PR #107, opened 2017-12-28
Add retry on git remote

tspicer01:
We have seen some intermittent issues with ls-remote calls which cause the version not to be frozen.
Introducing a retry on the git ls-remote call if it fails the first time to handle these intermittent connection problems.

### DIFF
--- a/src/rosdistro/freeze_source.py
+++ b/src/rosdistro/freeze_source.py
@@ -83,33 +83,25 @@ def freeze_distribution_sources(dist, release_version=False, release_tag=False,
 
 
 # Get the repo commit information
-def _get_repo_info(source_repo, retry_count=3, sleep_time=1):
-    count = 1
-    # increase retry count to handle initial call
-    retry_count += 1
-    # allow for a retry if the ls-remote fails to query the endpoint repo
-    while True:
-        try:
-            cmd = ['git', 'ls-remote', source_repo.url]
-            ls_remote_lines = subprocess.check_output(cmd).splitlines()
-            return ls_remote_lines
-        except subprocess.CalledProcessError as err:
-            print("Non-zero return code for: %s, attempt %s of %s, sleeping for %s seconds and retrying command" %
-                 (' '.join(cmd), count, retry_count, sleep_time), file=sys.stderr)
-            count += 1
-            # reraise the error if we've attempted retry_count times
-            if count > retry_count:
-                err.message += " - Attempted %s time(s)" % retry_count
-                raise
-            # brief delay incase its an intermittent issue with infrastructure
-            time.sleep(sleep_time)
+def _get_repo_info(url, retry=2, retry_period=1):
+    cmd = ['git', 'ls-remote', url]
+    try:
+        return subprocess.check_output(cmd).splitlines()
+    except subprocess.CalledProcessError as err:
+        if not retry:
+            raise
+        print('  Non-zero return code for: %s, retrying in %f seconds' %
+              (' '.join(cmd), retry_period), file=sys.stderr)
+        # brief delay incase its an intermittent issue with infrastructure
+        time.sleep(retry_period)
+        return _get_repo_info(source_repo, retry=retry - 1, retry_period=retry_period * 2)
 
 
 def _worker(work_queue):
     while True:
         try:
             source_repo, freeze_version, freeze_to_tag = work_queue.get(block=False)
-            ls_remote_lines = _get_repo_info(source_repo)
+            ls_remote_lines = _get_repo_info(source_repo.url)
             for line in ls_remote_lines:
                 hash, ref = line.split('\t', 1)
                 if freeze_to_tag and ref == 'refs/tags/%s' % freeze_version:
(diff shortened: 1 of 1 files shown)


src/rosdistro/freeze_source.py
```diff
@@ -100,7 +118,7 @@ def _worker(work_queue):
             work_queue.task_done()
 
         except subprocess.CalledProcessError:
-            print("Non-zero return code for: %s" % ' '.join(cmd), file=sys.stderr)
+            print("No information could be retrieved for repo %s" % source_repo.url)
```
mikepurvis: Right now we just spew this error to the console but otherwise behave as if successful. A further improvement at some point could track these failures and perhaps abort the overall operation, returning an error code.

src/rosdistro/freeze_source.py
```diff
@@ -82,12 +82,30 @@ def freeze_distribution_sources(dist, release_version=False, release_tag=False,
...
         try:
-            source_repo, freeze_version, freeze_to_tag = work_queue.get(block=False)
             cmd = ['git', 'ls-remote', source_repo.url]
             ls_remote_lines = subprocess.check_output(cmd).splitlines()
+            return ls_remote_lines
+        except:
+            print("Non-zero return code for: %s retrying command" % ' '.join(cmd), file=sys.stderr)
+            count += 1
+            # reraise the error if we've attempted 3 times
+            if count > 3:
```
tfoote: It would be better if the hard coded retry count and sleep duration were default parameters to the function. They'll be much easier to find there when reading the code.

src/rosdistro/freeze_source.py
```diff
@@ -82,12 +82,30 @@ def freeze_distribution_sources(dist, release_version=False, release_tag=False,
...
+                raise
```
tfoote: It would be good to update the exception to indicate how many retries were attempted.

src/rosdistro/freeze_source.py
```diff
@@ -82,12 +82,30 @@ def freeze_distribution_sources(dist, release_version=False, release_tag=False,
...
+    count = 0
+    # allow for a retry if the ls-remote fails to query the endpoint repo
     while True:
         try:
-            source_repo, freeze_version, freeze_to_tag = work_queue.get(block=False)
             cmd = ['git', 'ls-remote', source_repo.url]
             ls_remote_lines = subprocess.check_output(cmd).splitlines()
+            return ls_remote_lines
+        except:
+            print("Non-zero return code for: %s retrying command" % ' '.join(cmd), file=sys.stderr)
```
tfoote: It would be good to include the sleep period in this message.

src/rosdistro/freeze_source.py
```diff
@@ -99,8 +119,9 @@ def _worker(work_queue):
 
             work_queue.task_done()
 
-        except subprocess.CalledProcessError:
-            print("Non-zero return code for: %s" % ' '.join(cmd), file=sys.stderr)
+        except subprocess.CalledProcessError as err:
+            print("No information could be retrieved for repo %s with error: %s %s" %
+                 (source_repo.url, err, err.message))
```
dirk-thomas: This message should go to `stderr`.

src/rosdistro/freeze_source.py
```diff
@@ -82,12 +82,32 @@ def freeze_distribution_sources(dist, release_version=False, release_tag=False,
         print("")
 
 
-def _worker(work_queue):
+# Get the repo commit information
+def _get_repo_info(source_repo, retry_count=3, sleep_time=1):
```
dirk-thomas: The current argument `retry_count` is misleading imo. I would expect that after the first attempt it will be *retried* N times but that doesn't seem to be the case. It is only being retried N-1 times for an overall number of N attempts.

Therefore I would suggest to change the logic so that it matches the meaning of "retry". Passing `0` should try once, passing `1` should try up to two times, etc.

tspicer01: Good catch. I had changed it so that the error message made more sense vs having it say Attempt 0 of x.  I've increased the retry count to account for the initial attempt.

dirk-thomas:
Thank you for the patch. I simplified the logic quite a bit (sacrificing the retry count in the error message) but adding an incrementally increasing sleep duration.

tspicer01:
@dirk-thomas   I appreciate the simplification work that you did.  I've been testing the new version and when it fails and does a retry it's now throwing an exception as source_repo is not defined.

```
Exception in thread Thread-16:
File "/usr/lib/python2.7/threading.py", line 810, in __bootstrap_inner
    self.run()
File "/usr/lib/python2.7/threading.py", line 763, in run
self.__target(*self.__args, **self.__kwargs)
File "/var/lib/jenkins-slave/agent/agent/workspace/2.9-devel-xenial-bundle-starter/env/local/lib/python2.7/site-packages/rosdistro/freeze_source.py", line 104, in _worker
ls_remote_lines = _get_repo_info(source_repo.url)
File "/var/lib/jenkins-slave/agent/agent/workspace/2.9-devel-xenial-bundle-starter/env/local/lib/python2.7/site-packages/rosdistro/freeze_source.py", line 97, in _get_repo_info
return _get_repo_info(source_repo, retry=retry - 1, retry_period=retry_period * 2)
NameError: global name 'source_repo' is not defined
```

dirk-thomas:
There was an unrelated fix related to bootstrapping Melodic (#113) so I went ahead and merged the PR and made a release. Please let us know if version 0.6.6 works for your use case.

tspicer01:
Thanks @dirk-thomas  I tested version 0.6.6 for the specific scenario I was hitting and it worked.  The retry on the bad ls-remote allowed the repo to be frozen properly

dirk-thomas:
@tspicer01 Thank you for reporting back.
──────────
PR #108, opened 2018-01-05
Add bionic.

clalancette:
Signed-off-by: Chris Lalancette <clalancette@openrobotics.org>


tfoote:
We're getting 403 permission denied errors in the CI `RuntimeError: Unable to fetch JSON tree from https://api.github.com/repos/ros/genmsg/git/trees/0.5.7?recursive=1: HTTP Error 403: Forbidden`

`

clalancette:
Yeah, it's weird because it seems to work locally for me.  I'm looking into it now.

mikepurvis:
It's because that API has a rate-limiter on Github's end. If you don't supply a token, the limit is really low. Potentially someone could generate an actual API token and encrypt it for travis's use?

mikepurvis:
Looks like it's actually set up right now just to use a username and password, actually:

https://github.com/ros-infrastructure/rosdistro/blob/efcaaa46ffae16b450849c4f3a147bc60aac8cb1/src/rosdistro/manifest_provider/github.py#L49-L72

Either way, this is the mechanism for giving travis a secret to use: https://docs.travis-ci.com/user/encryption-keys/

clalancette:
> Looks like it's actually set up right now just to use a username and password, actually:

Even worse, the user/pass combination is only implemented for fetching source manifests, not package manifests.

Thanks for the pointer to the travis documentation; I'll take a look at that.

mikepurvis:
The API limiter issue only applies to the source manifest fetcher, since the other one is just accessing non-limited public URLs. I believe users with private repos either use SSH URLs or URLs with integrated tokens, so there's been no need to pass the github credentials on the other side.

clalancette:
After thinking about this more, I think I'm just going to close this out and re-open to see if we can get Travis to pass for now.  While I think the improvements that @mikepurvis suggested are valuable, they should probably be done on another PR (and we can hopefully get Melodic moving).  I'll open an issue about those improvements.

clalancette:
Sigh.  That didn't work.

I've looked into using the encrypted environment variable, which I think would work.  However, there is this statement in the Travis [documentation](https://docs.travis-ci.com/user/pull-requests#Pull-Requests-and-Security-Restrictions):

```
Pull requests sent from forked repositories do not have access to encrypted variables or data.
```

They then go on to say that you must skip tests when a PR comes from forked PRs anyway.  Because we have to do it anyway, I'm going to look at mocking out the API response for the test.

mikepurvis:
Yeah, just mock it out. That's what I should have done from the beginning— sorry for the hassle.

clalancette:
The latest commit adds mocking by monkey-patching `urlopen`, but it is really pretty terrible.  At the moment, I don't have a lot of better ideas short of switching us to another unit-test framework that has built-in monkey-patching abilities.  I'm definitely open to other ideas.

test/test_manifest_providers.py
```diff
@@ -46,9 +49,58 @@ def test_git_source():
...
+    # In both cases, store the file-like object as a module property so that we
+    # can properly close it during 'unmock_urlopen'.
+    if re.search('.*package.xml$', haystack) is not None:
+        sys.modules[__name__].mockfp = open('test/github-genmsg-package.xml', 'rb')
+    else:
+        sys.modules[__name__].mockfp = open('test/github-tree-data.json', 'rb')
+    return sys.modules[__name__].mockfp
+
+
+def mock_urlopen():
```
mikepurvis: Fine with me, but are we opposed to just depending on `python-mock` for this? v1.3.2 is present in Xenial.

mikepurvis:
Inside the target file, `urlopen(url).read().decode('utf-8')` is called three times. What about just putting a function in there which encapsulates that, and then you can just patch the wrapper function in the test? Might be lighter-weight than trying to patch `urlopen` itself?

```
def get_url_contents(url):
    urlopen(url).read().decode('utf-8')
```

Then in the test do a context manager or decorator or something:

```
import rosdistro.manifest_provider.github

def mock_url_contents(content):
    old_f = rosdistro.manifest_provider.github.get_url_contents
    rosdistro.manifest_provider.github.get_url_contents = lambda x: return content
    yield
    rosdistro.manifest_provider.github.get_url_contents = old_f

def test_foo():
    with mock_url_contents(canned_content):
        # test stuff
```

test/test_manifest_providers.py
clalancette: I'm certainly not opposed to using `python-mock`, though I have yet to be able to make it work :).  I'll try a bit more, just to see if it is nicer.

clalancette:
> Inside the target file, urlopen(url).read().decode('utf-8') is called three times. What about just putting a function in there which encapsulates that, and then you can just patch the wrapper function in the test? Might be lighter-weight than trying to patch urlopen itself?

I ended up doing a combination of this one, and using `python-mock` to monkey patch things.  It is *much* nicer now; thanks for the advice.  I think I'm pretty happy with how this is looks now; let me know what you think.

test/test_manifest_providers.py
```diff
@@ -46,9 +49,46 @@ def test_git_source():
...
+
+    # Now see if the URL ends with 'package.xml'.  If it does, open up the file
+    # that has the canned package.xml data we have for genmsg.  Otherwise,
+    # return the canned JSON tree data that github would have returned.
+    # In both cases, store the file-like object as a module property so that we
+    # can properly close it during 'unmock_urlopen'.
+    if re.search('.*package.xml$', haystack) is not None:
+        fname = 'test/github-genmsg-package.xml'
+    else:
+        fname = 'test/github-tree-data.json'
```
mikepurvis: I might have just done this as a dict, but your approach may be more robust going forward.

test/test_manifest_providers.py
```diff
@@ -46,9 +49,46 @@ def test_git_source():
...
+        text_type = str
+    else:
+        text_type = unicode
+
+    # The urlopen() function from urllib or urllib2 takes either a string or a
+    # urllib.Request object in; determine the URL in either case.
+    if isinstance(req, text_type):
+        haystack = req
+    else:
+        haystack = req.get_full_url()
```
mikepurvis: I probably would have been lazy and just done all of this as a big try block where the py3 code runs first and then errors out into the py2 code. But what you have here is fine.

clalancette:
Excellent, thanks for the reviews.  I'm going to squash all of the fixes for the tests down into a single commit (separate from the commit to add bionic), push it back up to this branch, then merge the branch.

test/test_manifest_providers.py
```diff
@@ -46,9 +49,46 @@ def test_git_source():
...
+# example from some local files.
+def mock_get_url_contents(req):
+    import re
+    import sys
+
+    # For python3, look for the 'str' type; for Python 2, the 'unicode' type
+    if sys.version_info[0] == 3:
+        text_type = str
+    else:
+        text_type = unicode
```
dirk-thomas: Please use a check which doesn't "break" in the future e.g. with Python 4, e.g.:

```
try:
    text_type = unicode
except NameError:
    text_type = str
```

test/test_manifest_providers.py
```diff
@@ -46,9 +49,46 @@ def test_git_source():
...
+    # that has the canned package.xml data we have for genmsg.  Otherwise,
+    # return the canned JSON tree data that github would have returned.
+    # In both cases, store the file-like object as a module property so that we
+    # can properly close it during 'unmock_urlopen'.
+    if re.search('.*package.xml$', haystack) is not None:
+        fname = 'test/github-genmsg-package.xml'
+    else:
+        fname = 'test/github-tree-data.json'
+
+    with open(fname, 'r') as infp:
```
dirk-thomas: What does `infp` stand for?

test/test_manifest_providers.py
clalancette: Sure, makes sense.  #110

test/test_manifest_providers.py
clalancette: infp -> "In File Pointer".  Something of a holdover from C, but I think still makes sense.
──────────
§ WHAT YOU SHOULD DO:
Provide only the count of lines in the data above that include the string "doesn".

§ ANSWER SECTION:
2